How to Break Down a Script

In this segment learn how to discover the story and the characters of your next production.

Video Transcript

So, you've found a great story and you're excited about beginning production. One of the first important tasks before you now, is breaking down the script. As the master storyteller, you, the director, must know the script intimately in order to tell it beautifully and with impact. In this segment we'll show you how to discover the story and the characters so your next production will have your audience clamoring for more.

Producing a film or television program worthy of an audience's time requires more than just a great script. Somehow, the story that makes the script great must be lifted from the words on the page and transported through the auditory and visual senses where it can actively and effectively engage those who experience it. The person responsible for discovering and sharing this great story is the director.

In order to discover the story the director must first read the script. More than simply reading, however, he or she must possess the ability both to read well and to understand what is being read and then to be able to break it down into its various parts. You can develop this skill by reading a lot of scripts and analyzing them for what grabs your attention, what engages you, what works and what doesn't.

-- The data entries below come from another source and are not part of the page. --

PR #296, opened 2018-01-07
Add very minimal support for a scripting dictionary: the getURL event

olofhellman:
Also, add an XCTestCase that can run and verify results of AppleScripts that target Evergreen.


olofhellman:
Not sure if I put the AppleEventUtils.swift and NSAppleEventDescriptor+UserRecordFields.swift files in the right place in the file hierarchy.  They currently get used in the Evergreen Tests target, but might eventually get used in the Evergreen app target as well.  Brent probably has opinions about where they belong.

Issue #411, opened 2018-08-28
buildEvergreen script — get version # from info.plist


brentsimmons:
Right now the version is specified via command line. But it should just get it from Info.plist.

Use plutil? Do I remember that name correctly? Something like that.

And then we can just call buildEvergreen and it will do the right thing.

PR #418, opened 2018-08-31
Revise the build script to determine the application version from the…

danielpunkass:
… built product, and some other niceness...


danielpunkass:
This fixes issue #411

Issue #425, opened 2018-09-02
Remove libSwift stuff from Safari Extension if possible


brentsimmons:
Having those libraries means they’re including twice in the download. If it’s possible to not have them there, then cool.

If it’s not possible, then we should file a Radar.

PR #426, opened 2018-09-02
Stop embedding Swift libraries in the Safari App Extension

danielpunkass:
Rely upon the bundled Swift libraries in the host app instead.


danielpunkass:
Fixes #425.

Issue #277, opened 2017-12-27
Share -> Mail should use HTML


brentsimmons:
If possible, anyway. Otherwise it should use an attributed string.

vincode-io:
I didn't have any luck getting HTML passed through the Pasteboard.  It doesn't seem like any of the system share recipients will accept it including mail.  I didn't test it, but it might be possible to do a custom share service that uses Apple Events to talk to mail.  I'm not sure how desirable that would be with Mojave sandboxing these.

I did have success with NSAttributedString.  If you make the RTF UTI available in the Pasteboard the system share  recipients will take it.  The problem is that if you also offer up the URL UTI available they all will always select it over the RTF one.

I think the design question comes down to if we want to share the URL or the RTF via the Pasteboard?

brentsimmons:
Not going to do this one.

PR #460, opened 2018-09-14
Enabled RTF (NSAttributedString) pasteboard passing and removed the U…

vincode-io:
…RL passing.  Issue #277


vincode-io:
Per @brentsimmons we are going to stick with passing URL's and not do RTF since it impacts too many other sharing services besides mail.

PR #501, opened 2018-11-01
minor refactorings

adamnemecek:


danielpunkass:
I think the whitespace amendments make sense and might as well be accepted.

The decision to rewrite the #selector parameters in minimized form is more a question of taste. Because #selector's argument is interpreted by Swift and has to match against a known method name, it is able to infer from a standalone method name which actual selector to use. But to my mind it is better when the #selector argument actually conveys to anybody reading the code that there is an argument expected for the given method. Personally I would prefer to keep the somewhat noisy "(_:)" addendum on the #selector arguments.

danielpunkass:
Actually on the subject of the whitespace changes: I think it's probably a question of whether Brent cares about maintaining any whitespace standards and wants to establish some kind of standard going forward. If the editor is just going to add these kinds of whitespace in the future and it won't be enforced, there isn't really any point in taking a massive "correction" to whitespace.

vincode-io:
@adamnemecek thanks for taking the time to put together this pull request.  Unfortunately it is now out of date and has merge conflicts.

In the future if you want to implement some sweeping changes like this, please join the Slack channel and run them by Brent first.  It increases the chances that your pull request will be accepted.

On the first time through, read the script just for fun. Everything is still new at this point, just as it will be for the audience. Notice when you find yourself smiling or crying or moving to the edge of your seat in suspense. What is taking place in the story that is causing you to react in this way? You'll want your audience to experience these same reactions at the same points in the story. These observations will guide you later when actual production begins.

After the first time through, read it again, and begin to break it down. Depending on whether your work is intended for the theater or television, your story may contain from three to six distinct parts; each with its own beginning and end. The first part will typically be an introduction to the main characters and the conflict that drives the story forward. Subsequent parts build on this conflict, perhaps introducing new characters and plot twists, keeping the audience engaged and guessing right up to the story's conclusion. The story will typically end with some sort of resolution. Is it revenge, restitution, justice - or lack of justice? What loose ends are tied up and what do they tell us about the characters? Did John set out to avenge injustices to a village full of indigenous people and learn something of his own prejudice in the process? Where is that likely to take him in the future? All of these are details that will engage the audience fully and leave them satisfied with their experience.

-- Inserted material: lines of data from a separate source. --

Issue #134, opened 2017-11-07
Restore state at startup


brentsimmons:

brentsimmons:
Restore reader windows that were open, including window frames and splitview positions.

brentsimmons:
Backing out of multiple windows for 1.0. Instead, restore main window at startup, including splitview position.

tkrajacic:
Is there a specific reason not to use macOS' integrated mechanism for that? Sorry for the noise on closed issues.

[User Interface Preservation @ Apple docs](https://developer.apple.com/library/content/documentation/General/Conceptual/MOSXAppProgrammingGuide/CoreAppDesign/CoreAppDesign.html#//apple_ref/doc/uid/TP40010543-CH3-SW26)

brentsimmons:
I haven’t actually learned how to use it yet, so I did it old school. Ideally it would use the built-in mechanism, yes.

PR #549, opened 2019-02-15
Switch to standard state restoration mechanism

### LINKED ISSUE #547: State restoration should include selected feed/article
If I quit NetNewsWire with a specific feed/article selected, then the same feed and article should be selected when I relaunch the app.

danielpunkass:
I started looking at state restoration because I wanted to fix #547. I didn't quite figure out the best way to implement that but in the process of poking at it I revised the main window restoration approach to use standard state restoration. I noticed in #134 you mentioned wanting to use standard mechanism if possible so I offer this revision in that spirit. I don't think you need to include the manual window frame autosave name stuff either because I think it's automatically handled by AppKit's default state restoration.

### DIFF
--- a/NetNewsWire/AppDefaults.swift
+++ b/NetNewsWire/AppDefaults.swift
@@ -53,7 +53,6 @@ struct AppDefaults {
 		static let timelineSortDirection = "timelineSortDirection"
 		static let detailFontSize = "detailFontSize"
 		static let openInBrowserInBackground = "openInBrowserInBackground"
-		static let mainWindowWidths = "mainWindowWidths"
 		static let refreshInterval = "refreshInterval"
 
 		// Hidden prefs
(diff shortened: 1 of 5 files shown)


rex4539:
This commit broke saving the window state on quit.

Now on every restart the window is reset and appears really small.

danielpunkass:
@rex4539 Thanks for letting me know. Can you tell me anything more about your system? Is it a 10.14.3 macOS or something else?

Also can you verify that even after you change the window size back to something big, that quitting and reopening NetNewsWire it shows up small again? I wouldn't be surprised if existing saved state from before this commit is not restored.

rex4539:
I'm on 10.13.6

I can verify that changing anything on the window, quitting and relaunching, the app is reset to defaults.

danielpunkass:
@rex4539 Thanks. I'll take a closer look. I'm on 10.14 so I haven't tested the changes against 10.13.

danielpunkass:
I am able to reproduce the small window problem described by @rex4539, when I build and run the app on 10.13.

danielpunkass:
I opened ticket #550 to track the fix for this issue.

PR #571, opened 2019-03-03
Added ability to move between timeline and detail using arrows.  Issue #267

vincode-io:
This also enables the global shortcuts when in the detail view.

The first place to start is by summarizing the story in one sentence. In this case it may be:"John confronts his own prejudice while battling the prejudices of others." Second, jot down the emotional arc you experienced during your first read. In this case we found it to be suspense to fear to anger to determined survival. You will want to re-create this for your audience. Third, identify the "A" story - the basic plot. In our story, John returns to a village he had visited years before to find its men have been taken and sold into slavery. John tracks them down, does battle with the bad guys and against all odds brings the men back to their village where he is hailed as a hero. Fourth, identify any additional subplots - a "B" or "C" story such as John discovers that the head bad guy is an old army colleague who had attacked this particular village as revenge because of former injustices he himself had endured at the hands of John years earlier. Fifth, name each scene in a meaningful way that reminds you how it relates to the whole story. And lastly, read the script again and note how each plot point builds logically on the previous point and leads into the next. Everything should serve to move the story forward, building toward the great climax.

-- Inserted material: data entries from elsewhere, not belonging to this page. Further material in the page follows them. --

PR #576, opened 2019-03-04
Switch to ad hoc code signing, and disable the hardened runtime, for …

danielpunkass:
…Debug builds. This should make it easier for folks to clone the repository and get right to building/testing without configuring code signing details.

### DIFF
--- a/NetNewsWire.xcodeproj/project.pbxproj
+++ b/NetNewsWire.xcodeproj/project.pbxproj
@@ -2861,7 +2861,7 @@
 			buildSettings = {
 				ALWAYS_EMBED_SWIFT_STANDARD_LIBRARIES = NO;
 				CODE_SIGN_ENTITLEMENTS = "Safari Extension/Subscribe_to_Feed.entitlements";
-				ENABLE_HARDENED_RUNTIME = YES;
+				CODE_SIGN_IDENTITY = "-";
 				INFOPLIST_FILE = "Safari Extension/Info.plist";
 				LD_RUNPATH_SEARCH_PATHS = "$(inherited) @executable_path/../Frameworks @executable_path/../../../../Frameworks";
 				PRODUCT_BUNDLE_IDENTIFIER = "com.ranchero.NetNewsWire-Evergreen.Subscribe-to-Feed";
@@ -3284,7 +3284,7 @@
 			buildSettings = {
 				ALWAYS_EMBED_SWIFT_STANDARD_LIBRARIES = YES;
 				CODE_SIGN_ENTITLEMENTS = "NetNewsWire/NetNewsWire-MAS.entitlements";
-				ENABLE_HARDENED_RUNTIME = YES;
+				CODE_SIGN_IDENTITY = "-";
 				INFOPLIST_FILE = "NetNewsWire/Info-MAS.plist";
 				LD_RUNPATH_SEARCH_PATHS = "$(inherited) @executable_path/../Frameworks";
 				MACOSX_DEPLOYMENT_TARGET = 10.14;
@@ -3317,7 +3317,7 @@
 			buildSettings = {
 				ALWAYS_EMBED_SWIFT_STANDARD_LIBRARIES = NO;
 				CODE_SIGN_ENTITLEMENTS = "Safari Extension/Subscribe_to_Feed.entitlements";
-				ENABLE_HARDENED_RUNTIME = YES;
+				CODE_SIGN_IDENTITY = "-";
 				INFOPLIST_FILE = "Safari Extension/Subscribe-to-Feed-MAS-Info.plist";
 				LD_RUNPATH_SEARCH_PATHS = "$(inherited) @executable_path/../Frameworks @executable_path/../../../../Frameworks";
 				PRODUCT_BUNDLE_IDENTIFIER = "com.ranchero.NetNewsWire-Evergreen.mas.Subscribe-to-Feed";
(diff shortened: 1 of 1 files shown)


jeff-h:
I guess a PR is hardly the right place for support, but my issue seems pretty related to this PR so I hope you don't mind. I've just cloned the repo (and submodules) and tried to build for macOS (non-MAS).

I noticed under Signing (both debug and release), the team is in red and says "Unknown Name (M8L2W...)" I changed these to my "personal team" but when I build I get these two errors:

* :-1: No account for team "M8L2WTLA8W". Add a new account in the Accounts preference pane or verify that your accounts have valid credentials. (in target 'Account')

* :-1: No signing certificate "Mac Development" found: No "Mac Development" signing certificate matching team ID "M8L2WTLA8W" with a private key was found. (in target 'Account')

I also noticed under capabilities that "Hardened Runtime" is turned on.

vincode-io:
@jeff-h, there are notes in the xcconfig/NetNewsWire_target.xcconfig file that will help you set up local team development for NetNewsWire.

meissnem:
@jeff-h Would you mind trying this patch? If it fixes your issue, I'll do a formal pull request.

[NNWproject.patch.txt](https://github.com/brentsimmons/NetNewsWire/files/3034609/NNWproject.patch.txt)

jeff-h:
@meissnem I tried the patch with no luck. I wouldn't rule out the usefulness of your patch based on my results though... for one thing, Xcode instantly spits out signing errors without even appearing to attempt to compile anything at all. It's like I changed nothing.

@vincode-io thanks for pointing that out! I did create the file and can confirm it's in the correct file path because the build scripts are picking up my team ID as entered in the file.

Would you mind telling me what this file should contain? I have tried every combination I can think of without success. It's currently like so:

```
CODE_SIGN_IDENTITY = Mac Developer
DEVELOPMENT_TEAM = 87TM2634T8
CODE_SIGN_STYLE = Automatic
PROVISIONING_PROFILE_SPECIFIER = com.example.appname
```

For `sss` I have tried both `Automatic` and `Manual`.

For `PROVISIONING_PROFILE_SPECIFIER =` I have tried three ways:

* omit the line entirely
* leave it in, but empty ie `CODE_SIGN_STYLE =`
* set it to `PROVISIONING_PROFILE_SPECIFIER = com.example.appname`
 
With the file set as above, I am getting five build errors, all similar to the following, for RSDatabase, Account, RSCore, RSTree, and RSWeb:

> error: RSDatabase has conflicting provisioning settings. RSDatabase is automatically signed, but provisioning profile com.example.appname has been manually specified. Set the provisioning profile value to "Automatic" in the build settings editor, or switch to manual signing in the project editor. (in target 'RSDatabase')


Sorry this is so painful. Very grateful for any suggestions.

vincode-io:
Here is my exact working xcconfig file.  You should only have to change the ```DEVELOPMENT_TEAM```.

```
CODE_SIGN_IDENTITY = Mac Developer
DEVELOPMENT_TEAM = SHJK2V3AJG
CODE_SIGN_STYLE = Automatic
PROVISIONING_PROFILE_SPECIFIER =
```

That, with a clean checkout of NetNewsWire should get you going.

meissnem:
@vincode-io Sorry I haven't been clear -- I'm using an xcconfig file exactly like yours. I ran into a problem with code signing because Brent's name is hardcoded in the shell script that signs Sparkle (?), but I see now that only affects Release builds and probably has nothing to do with @jeff-h 's situation.

jeff-h:
@vincode-io thanks for sharing your working file. Mine is now identical other than the team ID. I checked out a fresh copy of the repo and it still doesn't build. Could it be because I don't have a paid developer ID? There are five of the following pairs:

`error: No account for team "87TM2634T8". Add a new account in the Accounts preference pane or verify that your accounts have valid credentials. (in target 'RSDatabase')`

`error: No signing certificate "Mac Development" found: No "Mac Development" signing certificate matching team ID "87TM2634T8" with a private key was found. (in target 'RSDatabase')`

I also tried the shell script (`buildnnw`) although I assume it is for release builds? It doesn't appear to pick up my `SharedXcodeSettings/DeveloperSettings.xcconfig` so also fails.

jeff-h:
Wow, it built! I had to go through the five failing targets (NetNewsWire, Account, RSCore etc etc) and select my name from the Target > General > Signing > Team dropdown. Initially, each one looked like this:

Screen Shot 2019-04-04 at 12 59 25 PM

Of course, now the `*.pbxproj` in NetNewsWire and in all my submodules have changed and as such are showing in Git. I'm sure this is what the `DeveloperSettings.xcconfig` setup was intended to avoid. I'm more than happy to work with anyone who understands things better than I, if it would help resolve any issues with the build scripts. Otherwise, I guess the problem is somehow just unique to my setup.

Thanks all for your help, very much appreciated, especially on a project that quite clearly states it's not actively looking for PRs as yet.

brentsimmons:
I’d like to make it so you can do a Debug build without going through all that — but I have no idea *how*. It would be super-helpful, so future people won’t have to go through all this.

jeff-h:
Wow, insane :rage: I believe I have discovered why it refused to work for me. Probably everyone knows this except me heheh. It turns out there are MULTIPLE ten-character digit/uppercase strings associated with your certificate. I was using the one that shows when you hover over your Signing Certificate, as per `87TM2634T8` in this screenshot:

Screen Shot 2019-04-04 at 1 38 21 PM

But noooo. The correct one is obtained by going to the Keychain app, searching your Certificates for the "Mac Developer" (or "iPhone Developer) certificate. Double-click that, expand the details pane and find the "Organisational Unit". That will have a totally different ten-character code. 

Screen Shot 2019-04-04 at 1 44 37 PM

Using this one fixed everything instantly for me. The build script works beautifully as-is, and nothing in Xcode has to be edited.

Thanks again everyone for your help and for encouraging me to persist!

brentsimmons:
Wow! I would not have known to suggest this. Good detective work!

vincode-io:
I saw a project, [DevSwitch](https://github.com/aaronpearce/DevSwitch), the other day that seem to have this figured out.  They manage the different contributor teams the same way that the Brave browser does.  I did some analysis on it and the only thing I think I see that they do differently is this:

- The project file is configured for Automatic provisioning.
- The user specific xcconfig file only has the team in it.

I think their whole system of handling code signing is pretty slick.  We might want to emulate it.

https://github.com/aaronpearce/DevSwitch

PR #648, opened 2019-05-19
 Fixed a crash that occurs when trying to add a new feed with no active accounts

philviso:
#### Description

Fixed a crash that occurs when you have no active accounts, but try to add a new feed.

#### Details

The actual crash was occurring in `AddFeedWindowController.addFeed(_:)` as a result of force unwrapping the selected container. To fix the crash, I disabled the add feed toolbar item when there are no active accounts. Since the add feed toolbar item is now disabled when there are no active accounts, I also disabled the add folder toolbar item.

#### Question

At this point, the only toolbar item that's enabled when you have no active accounts is refresh all feeds. It doesn't hurt to leave it enabled, but it looks weird having *that* toolbar item enabled when all of the rest are disabled. Should we disable that toolbar item as well?

### DIFF
--- a/Mac/MainWindow/MainWindowController.swift
+++ b/Mac/MainWindow/MainWindowController.swift
@@ -227,6 +227,10 @@ class MainWindowController : NSWindowController, NSUserInterfaceValidations {
 
 			return true
 		}
+		
+		if item.action == #selector(showAddFeedWindow(_:)) {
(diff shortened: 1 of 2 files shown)


brentsimmons:
Yes -- we should disable the refresh toolbar item (and menu command) when there are no active accounts.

You've broken the story down and identified its structure; now you must discover the characters. Who are they and what makes them unique and interesting?
As you read through the script again pay close attention to the dialogue in order to derive insight into the characters by asking the following two questions: "What does the character say about themselves?" and, "What do others say about them?" Jot down the obvious answers, then go deeper and read between the lines. Ask yourself what you can discover about them by what they say and do.
Examine the stage directions within the script to discover what the writer says about the character. What does he or she have them do? How does the writer describe their physical appearance or emotional state?
With this information you will begin to form a picture about each character. How are they similar to or different from other characters? Do they have a line or two of dialogue that has iconic potential such as the well known, "Ah'll be back" or "Go ahead, make my day!" What short label can you give them to capture their essence? Are they ruthless, wild-eyed, big-hearted or sanctimonious?
Determine what each character looks like. How are they dressed - richly or poorly? What props or accessories will they wear or carry? If you, or a friend, have an artist's touch you can begin to sketch the characters as you imagine them to appear. Otherwise you can cut pictures and text from magazines and paste them to a piece of cardboard to begin to create each character and their world. Include depictions of clothing styles, appropriate lodgings and images of where they might live, such as cities or rural areas - being sure to account for the time period in which they live - anything that will help you paint a complete picture.
In reading the script strive to determine the character's needs. What does each character need from every other character? And what obstacles may be preventing them from fulfilling that need? Ideally, two character's needs will be in direct opposition to one another. If Bill needs to love, and be loved by, Mary, while Mary needs Bill to leave her alone, then we have conflict. Conflict drives the story and the more conflict you have in your scene the better the scene.

Audiences want to be entertained; to escape into another world more exciting than their own. Follow these tips to break down your script and you'll soon discover an engaging story, and rich, compelling characters that will help you create a moving experience that audiences will love.